Some callers require the rendered `Secret` to have a specific type (`kubernetes.io/dockerconfigjson`, `kubernetes.io/tls`, etc.). Set `spec.target.template` to control the rendered shape:

```yaml
spec:
target:
name: myapp-secret
template:
type: kubernetes.io/dockerconfigjson
data:
.dockerconfigjson: |
{
"auths": {
"registry.example.com": {
"username": "{{ .username }}",
"password": "{{ .password }}"
}
}
}
dataFrom:
- extract:
key: internal/myapp/secrets
```

The template pulls from the fetched keys (`username`, `password` in this example) and produces a dockerconfigjson-formatted secret. This is the right shape for imagePullSecret use cases where the external store holds the credentials but the cluster needs them in dockerconfig format.

## Diagnostic Steps

Confirm the `ExternalSecret` is synchronising:

```bash
kubectl -n <ns> get externalsecret <name> -o \
jsonpath='{range .status.conditions[*]}{.type}={.status} {.reason}{"\n"}{end}'
# Ready=True SecretSynced
```

`Ready=True` means the operator has successfully fetched and materialised the keys. Any other state (`Ready=False`, `SecretSyncedError`) surfaces the specific error in `.status.conditions[].message`.
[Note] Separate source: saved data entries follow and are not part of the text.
PR #1043, opened 2024-02-27
WIP: rework build system to use esbuild.

### LINKED ISSUE #1036: Moving to a better build system (hardcore level)
react-modal uses an old toolchain system for build and testing (not that the tools aren't great, 
but because javascript toolchain are pretty messy and not reliable as things changes all the time).

The idea is to move to a "modern" build system (probably vite as it also has compatibility with karma, 
but suggestions are welcome) as people apparently have move to it.

diasbruno:
Fixes #1036.

This is an update to the build system to use esbuild.

It need to:

- [x] Build a pre-compiled version
- [ ] Build a minified version
- [x] Build an esm module
- [ ] Build an cjs module
- [ ] Run dev/examples server
- [ ] Run tests


shell.nix
```diff
@@ -0,0 +1,6 @@
+{ nixpkgs ? import (fetchTarball("channel:nixos-23.11")) {} }:
+let
+  inherit (nixpkgs) pkgs;
+in pkgs.mkShell {
+  nativeBuildInputs = with pkgs; [jq nodejs_20 swc nodePackages.typescript-language-server];
```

Confirm the target Secret carries the expected keys:

```bash
kubectl -n <ns> get secret <name> -o jsonpath='{.data}' | jq 'keys'
```

The listed keys should match what the source path contains. If some are missing, inspect the external store directly to confirm they actually exist at the path:

```bash
# For Vault:
vault kv get -format=json internal/myapp/secrets | jq '.data.data | keys'
```

Compare with the cluster Secret's keys. A mismatch indicates either a permission issue (the SecretStore's credentials cannot read all keys at that path) or a path mismatch (the `extract.key` does not point where you think). Check the SecretStore's credential / role:

```bash
kubectl -n <ns> get secretstore <name> -o yaml | \
yq '.spec.provider'
```

Enable debug logging on the external-secrets controller briefly if the issue is not obvious — the log line for each fetch includes the exact path and the number of keys returned.

After a refresh interval (or an on-demand trigger via `kubectl annotate externalsecret <name> force-sync=$(date +%s)` if the operator supports the annotation), keys that were added to the external store since the last sync appear in the cluster Secret automatically. The whole point of `dataFrom` is that you do not have to edit the manifest when that happens.